[jira] Commented: (SOLR-380) There's no way to convert search results into page-level hits of a "structured document".

Tricia Williams (JIRA) Wed, 23 Apr 2008 16:49:00 -0700

    [ 
https://issues.apache.org/jira/browse/SOLR-380?page=com.atlassian.jira.plugin.system.issuetabpanels:comment-tabpanel&focusedCommentId=12591873#action_12591873
 ]


Tricia Williams commented on SOLR-380:
--------------------------------------

After a lengthy absence I've returned to this issue with a bit of a new 
perspective.  I recognize what we have described really is a customization of 
Solr (albeit one I have seen in at least two organizations) and as such should 
be built as a plug-in (http://wiki.apache.org/solr/SolrPlugins) which can 
reside in your solr.home lib directory.  Now that Solr has lucene 2.3 and 
payloads my solution is much easier to apply than before.
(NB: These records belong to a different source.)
PR #7813, opened 2022-11-14
Fix Jive comms

Firefox13:
## About The Pull Request
Removes NONVERBAL flag from it. As much as I can say, those two flag (NONVERBAL and SIGNLANG) shouldn't be used together and Jive is more of subtle motions rather than moaning slightly and pointing fingers (which is kind of non-verbal)

## Why It's Good For The Game
Fixes people talking on Jive through radio

## Changelog
:cl:
tweak: Removed NONVERBAL flag from Jive, in return it's much more like a sign language and people can't talk on it through comms
/:cl:

### DIFF
--- a/code/game/objects/items/devices/radio/radio.dm
+++ b/code/game/objects/items/devices/radio/radio.dm
@@ -281,6 +281,9 @@ var/global/list/default_medbay_channels = list(
 	//  Fix for permacell radios, but kinda eh about actually fixing them.
 	if(!M || !message) return 0
 
+	if(speaking && (speaking.flags & (NONVERBAL|SIGNLANG))) // so we don't speak sign language over radio
+		return 0
+
 	//  Uncommenting this. To the above comment:
 	// 	The permacell radios aren't suppose to be able to transmit, this isn't a bug and this "fix" is just making radio wires useless. -Giacom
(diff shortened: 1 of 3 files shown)


Firefox13:
I'd like to see if it fucks with TTS in any way

DiaFRAME444:
> flags = SIGNLANG | NO_STUTTER

Wait, can this be used to activate the Cruciform rituals while in pain?

Humonitarian:
> > flags = SIGNLANG | NO_STUTTER
> 
> Wait, can this be used to use Cruciform rituals while in pain?

Yeah, totally.

SirRichardFrancis (commented):
NONVERBAL flag only indicates that people are using sign language to those who don't know that language, and garbles messages over radio.
This will turn Jive speaker into telepaths, as none of their communication would be narrated with hand gestures, that's it.
I fail to see how it would prevent Jive speakers from using radio. Have you tested this?

Firefox13:
I've fixed Jive appearing on comms (FOR SURE THIS TIME).
About it becoming a pure SIGNLANG - I've also made so if language has either flag (SIGNLANG or NONVERBAL, former in our case) it will emote.

Pink-Chink (approved):
Seemed to work fine in test.

PR #4661, opened 2020-02-25
Adds a Hammer

Dentist2904:
## About The Pull Request
 It is a basic tool that was still missing

## Details

<details>
  <summary>A hammer that can be build or found and used for the tool function hammering, also includes a powered hammer</summary>

</details>

## Screenshots

<details>
  <summary>Expand</summary>

hammer

</details>

PR #7822, opened 2022-11-15
Combat tool mod for hammers.

DiaFRAME444:
## About The Pull Request
Changes stats and name of flat surface, now its a toolmod made for hammers.

## Why It's Good For The Game
Flat surface didn't add anything to the game and was barely taken. This change lets hammers shine in combat, they didn't have the appropriate toolmods to compete with swords or hypersaws before.

## Changelog
:cl:
tweak: Flat surface toolmod reworked into platsteel surface toolmod. 
/:cl:

### DIFF
--- a/code/game/objects/items/weapons/tools/mods/mod_types.dm
+++ b/code/game/objects/items/weapons/tools/mods/mod_types.dm
@@ -578,20 +578,21 @@
 	I.prefix = "sanctified"
 
 /obj/item/tool_upgrade/augment/hammer_addon
-	name = "Flat surface"
+	name = "Platsteel surface"
 	icon_state = "hammer_addon"
-	desc = "An attachment that fits on almost everything, that gives a simple flat surface to employ the tool for hammering."
+	desc = "An hammer reinforcement made of platsteel, a hardier material for ."
 	matter = list(MATERIAL_PLASTEEL = 3, MATERIAL_STEEL = 2)
-	rarity_value = 20
+	rarity_value = 30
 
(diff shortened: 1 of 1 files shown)


Firefox13 (changes requested):
If you really want to make a separate mod that increases damage for hammers, then make one and don't remove and reuse existing one.
Call it something like "force ehnancer" while in reality it's just some weights that you attach to hammerhead to make it hurt more. Needs a sprite, too.

DiaFRAME444:
#4661
Hammers have been in the game for 2 years partially with the purpose of being weapons and still nobody has fixed them. There was a recent change to make them stronger wielded, but without tool mods they're still suboptimal.
Fix it. Get a spriter. Something.

Humonitarian:
> Yeah, I don't think the flat surface mod has EVER really been used. Adding a quality to an existing tool at a shitty level? It's just not something worth doing. Personally I think there needs to be more than one good combat mod for hammers to really make up the difference, but one is a good start.

Actually, you all are wrong. I had this scenario before - power shovel modded to hell with 900% speed and 30 precision. I added the flat surface, didn't really impact the stats. Suddenly I had a tool that was effectively a maxed out hammer, alongside the usual shovel qualities.

Flat surface is powerful, its only flaw is the lack of uses for hammers.

More useful interactions, such as breaking down bolts on airlocks. That would make it viable.

Alliostra:
I also support this the reasons stated above (unironically)

DiaFRAME444:
Darn, I forgot this thing was here and accidentally deleted the repository.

I'll try to explain it here and then attach the src, deployable jar, and 
example for your use/reuse.

I assume that your structured document can be represented by xml:

{code:xml}
<book title="One, Two, Three">
   <page label="1">one</page>
   <page label="2">two</page>
   <page label="3">three</page>
</book>
{code}
 
But we don't have a tokenizer that can make sense of xml.  So I wrote a 
tokenizer which parallels the existing WhitespaceTokenizer called 
XmlPayloadWhitespaceTokenizer.  XmlPayloadWhitespaceTokenizer extends 
XmlPayloadCharTokenizer which does the same things as CharTokenizer in Lucene, 
but expects that the content is wrapped in xml tags.  The tokenizer keeps track 
of the xpath associated with each token and stores this as a payload.  
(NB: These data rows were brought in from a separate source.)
PR #7828, opened 2022-11-18
Fixes melee bullshit

Alliostra:
## About The Pull Request

"I died for your sins" my ass, fix your bugs responsibly.

~~Firstly , being on help intent no longer deals no damage to humans. Yeah.~~

~~Secondly,  for weapons with double tact, you will no longer raise your weapon if you click on items that are directly adjacent to you, unless you have harm intent on. For the non-coding folk, Items exclude turfs (floors and walls) and mobs. This should remove the brunt of non-attacking interactions, such as placing items on a table, requiring double tact to use, while practically not affecting combat.~~

~~With harm intent, you will double tact regardless of what you click on, if you want to be absolutely sure you don't even miss 1% of that precious gamer DPS. Again, this is only for weapons with double tact.~~

~~This should be a good tradeoff for making double tact not cancer to interact with (who am I kidding).~

Moved to https://github.com/discordia-space/CEV-Eris/pull/7847

~~Thirdly, the energy sword and energy blade are now bulky again, so you can't put them into your backpack, but they don't have double tact despite being bulky (the marvels of coding!). This also allows future coders to make bulky and huge weapons not require double tact, just through the switch of a single variable ;)~~

Moved to https://github.com/discordia-space/CEV-Eris/pull/7848

Also, you can now attack the floors again when wielding an item that usually would only do a wide swing attack. I also removed how hitting the floor increases your click cooldown, let's not punish players for choosing the obvious intent for fighting, yeah?

During a wide swing, the damage dealt is not the same for every tile (bet you didn't know!)
The tile in the middle of the wide swing always deals 80% of the original damage, while the tile the swing begins deals full damage, and the one where it ends deals only 60% of damage. I switched this around because it makes more sense that way.

Oh, also fixes a bug where embedding a weapon while perfoming a wide swing attack would boost the damage of the weapon permanently. The fix for this one is fucking awful (because the code that causes it is awful), and will probably cause other problems, especially in the future. This bug is caused by wide swing attacks dealing different amounts of damage depending on the tile, and it may be wiser to just remove that to fix this bug, but I leave this up to maintainers.

and when a weapon embeds during a wide swing, it will no longer attack when it should not anymore due to already being embedded.

I recommend putting this on the test server first and tell people to find out if funky stuff is going on with double tact. I did test this (presumably more than the melee rework was tested), but since this changes clicking code, you can never be too safe.

## Why It's Good For The Game

I hate that I have to explain this, but I hate more that I'm the one who has to fix this, so here we go.

No damage on help intent is simply a bruh moment. Not only will countless people, especially newbies ~~die to roaches~~ be at a huge disadvantge in their first melee fight just because they didn't know about this, but it also makes more people walk around without help intent  in order to be prepared, so no more letting people pass through you. If you accidentally decap someone with your fully modded battle axe that's a skill issue, and even if we needed a "safety" for melee weapons, it should not be tied into the intent system, which is used for fucking everything.

## Changelog
:cl:
tweak: when performing a wide strike, you will now deal less damage on the first two tiles you hit, instead of at the last two tiles you hit.
fix: you can now hit floors with wielded large items again.
fix: having a weapon embed while doing a wide swing will no longer permanently raise the weapon's damage.
fix: when a weapon embeds during a wide strike, it will no longer hit the rest of the tiles.

/:cl:

### DIFF
--- a/code/_onclick/item_attack.dm
+++ b/code/_onclick/item_attack.dm
@@ -48,35 +48,34 @@ avoid code duplication. This includes items that may sometimes act as a standard
 	return A.attackby(src, user, params)
 
 //Returns TRUE if attack is to be carried out, FALSE otherwise.
-/obj/item/proc/double_tact(mob/user, atom/atom_target, adjacent)
+/obj/item/proc/double_tact(mob/user, atom/atom_target)
+	if(user.a_intent == I_HELP)//no damage on help intent, no need for raising
+		return TRUE
 	if(atom_target.loc == user)//putting stuff in your backpack, or something else on your person?
 		return TRUE //regular bags won't even be able to hold items this big, but who knows
-	if(w_class >= ITEM_SIZE_BULKY && !abstract && !istype(src, /obj/item/gun) && !no_double_tact)//grabs have colossal w_class. You can't raise something that does not exist.
-		if(!adjacent || istype(atom_target, /turf) || istype(atom_target, /mob) || user.a_intent == I_HURT)//guns have the point blank privilege
-			if(!ready)
-				user.visible_message(SPAN_DANGER("[user] raises [src]!"))
-				ready = TRUE
-				var/obj/effect/effect/melee/alert/A = new()
-				user.vis_contents += A
-				qdel(A)
-				var/unready_time = world.time + (10 SECONDS)
-				while(world.time < unready_time)
-					sleep(1)
-					if(!(ready))
-						user.vis_contents -= A
-						return FALSE
-					if(!(is_equipped()))
-						ready = FALSE
-						user.vis_contents -= A
-						return FALSE
-				user.visible_message(SPAN_NOTICE("[user] lowers \his [src]."))
-				ready = FALSE
-				user.vis_contents -= A
-				return FALSE
-			else
-				ready = FALSE
-				return TRUE
+	if(w_class >= ITEM_SIZE_BULKY && !abstract && !istype(src, /obj/item/gun))//grabs have colossal w_class. You can't raise something that does not exist.
+		if(!(ready))						//guns have the point blank privilege
+			user.visible_message(SPAN_DANGER("[user] raises [src]!"))
+			ready = TRUE
+			var/obj/effect/effect/melee/alert/A = new()
+			user.vis_contents += A
+			qdel(A)
+			var/unready_time = world.time + (10 SECONDS)
+			while(world.time < unready_time)
+				sleep(1)
+				if(!(ready))
+					user.vis_contents -= A
+					return FALSE
+				if(!(is_equipped()))
+					ready = FALSE
+					user.vis_contents -= A
+					return FALSE
+			user.visible_message(SPAN_NOTICE("[user] lowers \his [src]."))
+			ready = FALSE
+			user.vis_contents -= A
+			return FALSE
 		else
+			ready = FALSE
 			return TRUE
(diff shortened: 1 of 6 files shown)


assortedbeads:
You still kill roaches on help atm

Alliostra:
> You still kill roaches on help atm

yeah, it seems like the no damage on help was only a thing for humans. What else did I expect.

Alanii:
> You still kill roaches on help atm

Unless the mob type is nonhostile like pets, help intent does damage against mobs in general.

Unless they fucked intents.

code/_onclick/item_attack.dm
```diff
@@ -213,6 +216,13 @@ avoid code duplication. This includes items that may sometimes act as a standard
 //Area of effect attacks (swinging)
 /obj/item/proc/tileattack(mob/living/user, turf/targetarea, modifier = 1)
 	var/original_force = force
+	var/original_unwielded_force = force
+	if(!wielded)
+		return
+	if(force_wielded_multiplier)
+		original_unwielded_force = force/force_wielded_multiplier
+	else
+		original_unwielded_force = force/1.3
```
Pink-Chink, line 225:
```suggestion
	if(!wielded)
		return
	var/original_force = force
	var/original_unwielded_force = force_wielded_multiplier ? force / force_wielded_multiplier : force / 1.3
```
Is it supposed to return null if the weapon isn't wielded? If it is, you could probably clean this up further. If not, this proc may not work as intended.

code/_onclick/item_attack.dm
```diff
@@ -238,7 +248,12 @@ avoid code duplication. This includes items that may sometimes act as a standard
 		force = original_force
 		return
 	attack(target, user, user.targeted_organ)
-	force = original_force
+	if(wielded)
+		force = original_force
+	else
+		force = original_unwielded_force
```
Pink-Chink, line 254:
```suggestion
	force = wielded ? original_force : round(original_unwielded_force, 1)
```
Rounding to catch any rounding errors.

Pink-Chink:
1) Atomize, please. Wide swing change and embed bug fix are fine. See 2) for the rest.
2) If you're serious about fixing this, I think you should go hard on it. Adding more checks won't make it more stable and I can already see a few areas where we can make things simpler code-wise.

code/_onclick/item_attack.dm
Alliostra: yeah, it's supposed to check for this, so if the weapon embeds in someone on the first hit of a wide swing attack, the rest of the swing attack doesn't deal damage.

Pink-Chink: Right, if it leaves your hands it becomes unwielded. Probably fine as is in the suggestion, then.

code/game/turfs/simulated/floor_attackby.dm
```diff
@@ -38,7 +38,6 @@
 				take_damage(I.force*I.structure_damage_factor, I.damtype)
 			else
 				visible_message(SPAN_DANGER("[user] ineffectually hits [src] with [I]"))
-			user.setClickCooldown(DEFAULT_ATTACK_COOLDOWN*1.75) //This longer cooldown helps promote skill in melee combat by punishing misclicks a bit
```
Firefox13, line 41: This means you can spam-click tiles to destroy them

Firefox13 (approved):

To use my Tokenizer in Solr I add the deployable jar I created containing 
XmlPayloadWhitespaceTokenizer in my solr.home lib director and add a structure 
text field type "text_st" to my schema.xml:
{code:xml}
<!-- A text field that uses the XmlPayloadWhitespaceTokenizer to store xpath 
info about the structured document -->
  <fieldType name="text_st" class="solr.TextField" positionIncrementGap="100">
    <analyzer type="index">
      <tokenizer class="solr.XmlPayloadWhitespaceTokenizerFactory"/>
      <!-- in this example, we will only use synonyms at query time
      <filter class="solr.SynonymFilterFactory" synonyms="index_synonyms.txt" 
ignoreCase="true" expand="false"/>
      -->
      <filter class="solr.StopFilterFactory" ignoreCase="true" 
words="stopwords.txt"/>
      <filter class="solr.WordDelimiterFilterFactory" generateWordParts="1" 
generateNumberParts="1" catenateWords="1" catenateNumbers="1" catenateAll="0" 
splitOnCaseChange="1"/>
      <filter class="solr.LowerCaseFilterFactory"/>
      <filter class="solr.EnglishPorterFilterFactory" 
protected="protwords.txt"/>
      <filter class="solr.RemoveDuplicatesTokenFilterFactory"/>
    </analyzer>
    <analyzer type="query">
      <tokenizer class="solr.WhitespaceTokenizerFactory"/>
      <filter class="solr.SynonymFilterFactory" synonyms="synonyms.txt" 
ignoreCase="true" expand="true"/>
      <filter class="solr.StopFilterFactory" ignoreCase="true" 
words="stopwords.txt"/>
      <filter class="solr.WordDelimiterFilterFactory" generateWordParts="1" 
generateNumberParts="1" catenateWords="0" catenateNumbers="0" catenateAll="0" 
splitOnCaseChange="1"/>
      <filter class="solr.LowerCaseFilterFactory"/>
      <filter class="solr.EnglishPorterFilterFactory" 
protected="protwords.txt"/>
      <filter class="solr.RemoveDuplicatesTokenFilterFactory"/>
    </analyzer>
  </fieldType>
{code}

I also add a field "fulltext_st" of type "text_st".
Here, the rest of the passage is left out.